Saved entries

■ ■ ■ ■ ■ ■ ■

PR #1695, opened 2020-12-08
fix(pipeline): only run if version is deployed

emjburns:
We should only run our hacky pipeline constraint if the version it's evaluating is actually deployed. otherwise, fail the constraint.

### DIFF
--- a/keel-orca/src/main/kotlin/com/netflix/spinnaker/keel/constraints/PipelineConstraintEvaluator.kt
+++ b/keel-orca/src/main/kotlin/com/netflix/spinnaker/keel/constraints/PipelineConstraintEvaluator.kt
@@ -15,6 +15,7 @@ import com.netflix.spinnaker.keel.core.api.PipelineConstraint
 import com.netflix.spinnaker.keel.model.toOrcaNotification
 import com.netflix.spinnaker.keel.orca.OrcaExecutionStatus
 import com.netflix.spinnaker.keel.orca.OrcaService
+import com.netflix.spinnaker.keel.persistence.KeelRepository
 import java.time.Clock
 import java.util.HashMap
 import kotlinx.coroutines.runBlocking
@@ -43,7 +44,8 @@ class PipelineConstraintEvaluator(
   private val orcaService: OrcaService,
   repository: ConstraintRepository,
   override val eventPublisher: EventPublisher,
-  private val clock: Clock
+  private val clock: Clock,
+  private val keelRepository: KeelRepository
 ) : StatefulConstraintEvaluator<PipelineConstraint, PipelineConstraintStateAttributes>(repository) {
   override val supportedType = SupportedConstraintType<PipelineConstraint>("pipeline")
   override val attributeType = SupportedConstraintAttributesType<PipelineConstraintStateAttributes>("pipeline")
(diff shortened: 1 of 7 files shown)


keel-orca/src/main/kotlin/com/netflix/spinnaker/keel/constraints/PipelineConstraintEvaluator.kt
```diff
@@ -67,6 +69,23 @@ class PipelineConstraintEvaluator(
...
+          state.copy(
+            status = FAIL,
+            comment = "Pipeline constraint wants to run against $version, " +
+              "but the current version in env ${targetEnvironment.name} is $currentVersion.",
+            judgedAt = clock.instant(),
+            judgedBy = "keel"
+          )
+        )
+      return false
+    }
```
emjburns, line 87: @lorin should we fail the constraint here? I thought it was an ok thing to do, since this pipeline constraint will get replaced soon. But I'm not sure.

lorin (approved):
# My understanding

## The problem

We had an operational surprise where the pipeline constraint kept running against older versions that were not currently deployed in the environment.

While the pipeline execution behavior was not the only factor in the surprise (it was related to the behavior of admin endpoint logic), this behavior increased the blast radius of the problem.

## Proposed solution

When the pipeline constraint evaluator fires, check to see if the `CURRENT` artifact version in the environment is the same as the artifact version associated with the constraint.

If this is not the case, then:
* do not execute the pipeline
* mark the constraint as having failed

# My feedback

This looks like a reasonable solution to me. Since the `ConstraintState.attributes` field remains unchanged when this happens, I don't see any unwanted side effects resulting from this change.

keel-orca/src/main/kotlin/com/netflix/spinnaker/keel/constraints/PipelineConstraintEvaluator.kt
```diff
@@ -67,6 +69,23 @@ class PipelineConstraintEvaluator(
 
     val judge = "pipeline:${constraint.pipelineId}"
 
+    val currentVersion = keelRepository
+      .getCurrentVersionInEnv(deliveryConfig, targetEnvironment.name, artifact.reference)
+
+    if (currentVersion != version) {
+      repository
```
lorin, line 76: I'd add a log.warn statement here, since we don't typically expect this to happen.

keel-orca/src/test/kotlin/com/netflix/spinnaker/keel/constraints/PipelineConstraintEvaluatorTests.kt
```diff
@@ -252,7 +286,7 @@ internal class PipelineConstraintEvaluatorTests : JUnit5Minutests {
     }
   }
 
-  fun MockKAnswerScope<*, *>.canaryConstraintState(
+  fun MockKAnswerScope<*, *>.pipelineConstraintState(
```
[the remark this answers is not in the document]
emjburns: Ha yes.

luispollo:
@emjburns Can we close this now that we've replaced our pipeline constraint with `verifyWith`?

luispollo:
> @emjburns Can we close this now that we've replaced our pipeline constraint with `verifyWith`?

Closing this in the absence of a response. Feel free to reopen if needed.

■ ■ ■ ■ ■ ■ ■

• WHAT THE TASK REQUIRES
Using the entries above, give back exactly the line containing "## The problem", the line containing "If this is not", and every line between them, and nothing else.

• RESULT FOR THIS TASK
## The problem

We had an operational surprise where the pipeline constraint kept running against older versions that were not currently deployed in the environment.

While the pipeline execution behavior was not the only factor in the surprise (it was related to the behavior of admin endpoint logic), this behavior increased the blast radius of the problem.

## Proposed solution

When the pipeline constraint evaluator fires, check to see if the `CURRENT` artifact version in the environment is the same as the artifact version associated with the constraint.

If this is not the case, then:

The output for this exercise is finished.